Azure Website Errors

Incident Report for DPS AdTracker

Resolved

Earlier today, some customers experienced intermittent errors or timeouts connecting to our hosted services. We want to share what happened and what we're doing about it.

What Happened

The root cause was SNAT (Source Network Address Translation) port exhaustion on the Azure App Service infrastructure hosting our platform. Each instance of our App Service is allocated a finite pool of SNAT ports, which Azure uses to manage outbound network connections. When demand for those ports exceeds what's available — even briefly — new connections are queued or dropped until ports are freed.

Two factors converged to create the condition:
Scaling behavior — An auto-scale rule reduced our instance count during a period of declining usage, as designed. However, usage began climbing again shortly after — and did so very rapidly, faster than the platform could provision additional instances to compensate. The reduced number of instances had a smaller combined SNAT port pool to absorb the increased connection demand.
Shared infrastructure pressure — Our App Service runs on an Azure stamp (a regional cluster of shared infrastructure) that also serves other Microsoft customers unrelated to DPS. A significant uptick in activity across that stamp created substantial additional pressure on available port capacity — and it was this pressure that ultimately pushed the environment over the edge into exhaustion.

What We Did

Microsoft was engaged and implemented mitigation steps on their end to help restore normal port availability. We also worked with them to identify configuration and architectural improvements on our side.

What We're Changing
Scaling policy adjustment — We are updating our auto-scale rules to be less aggressive about scaling down during active hours. Keeping additional instances running provides a larger SNAT port pool and reduces our exposure to demand spikes that follow a dip in usage. In today's case, usage rebounded very rapidly after the scale-down — faster than the platform could provision additional instances to compensate.
Connection pooling improvement — We have identified a code-level optimization that will reduce the number of SNAT ports consumed by implementing more efficient connection pooling. This improvement is being developed and will be delivered as a platform update.

What to Expect Next
We will continue to monitor closely and adjust our scaling configuration as needed. This is the first time we have encountered this condition, and we are treating it as a priority to ensure it does not recur.

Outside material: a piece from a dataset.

PR #811, opened 2024-04-12
refactor: hoist `current/past-maintainers` keys up

sgoudham:
This PR hoists the `current-maintainers` and `past-maintainers` keys up, outside of the `readme`. I didn't put much thought about it being under `readme` at the time since it didn't really matter but this change makes it more consistent with the `ports.yml` in catppuccin/catppuccin.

Regarding the connection pooling update: when this change is ready for your BETA environment, we will need your prompt cooperation in testing and signing off so we can move quickly to production and realize the full benefit of the fix. We'll reach out with specifics as that work progresses — timing is still being assessed and could range from a quick turnaround to a few days of development work.

This type of condition has never happened in the 11 years we've been operating in Microsoft Azure, but is something we're now adjusting for.

Posted Jun 15, 2026 - 20:48 EDT

Identified

We have identified the issue across multiple customer Azure tenants -- including those owned and managed by customers not DPS -- as generating Socket Errors.

Here's where we're seeing that the Azure App Service is sometimes just not responding -- it's not even getting to code execution. The website calls the API and the API's web server doesn't even answer: "System.Net.Sockets.SocketException: A connection attempt failed because the connected party did not properly respond after a period of time, or established connection failed because connected host has failed to respond."

This is outside of DPS control and we are escalating to Microsoft.

Posted Jun 15, 2026 - 14:00 EDT

Investigating

We are currently investigating an issue where multiple customer ATOL and other hosted websites are reporting a 500 Internal Server Error message. No code or database change has happened and we are gathering information to escalate to Microsoft, as these seem to be related to a socket error that's happening before any our code or customer provided code is involved. The random nature of this seems to make this harder to pinpoint -- making it likely it is something on the provided infrastructure.

This issue is degrading performance for some customers but others are fine. Even within the same customer, some users are fine.

Posted Jun 15, 2026 - 13:52 EDT

This incident affected: DPS AdTracker®:Cloud Platform Services (AdTracker:Online (ATOL) Websites, Customer Provided Systems / Other) and Microsoft Azure + Office Cloud Services (DPSCLOUD - USA-based Hosting).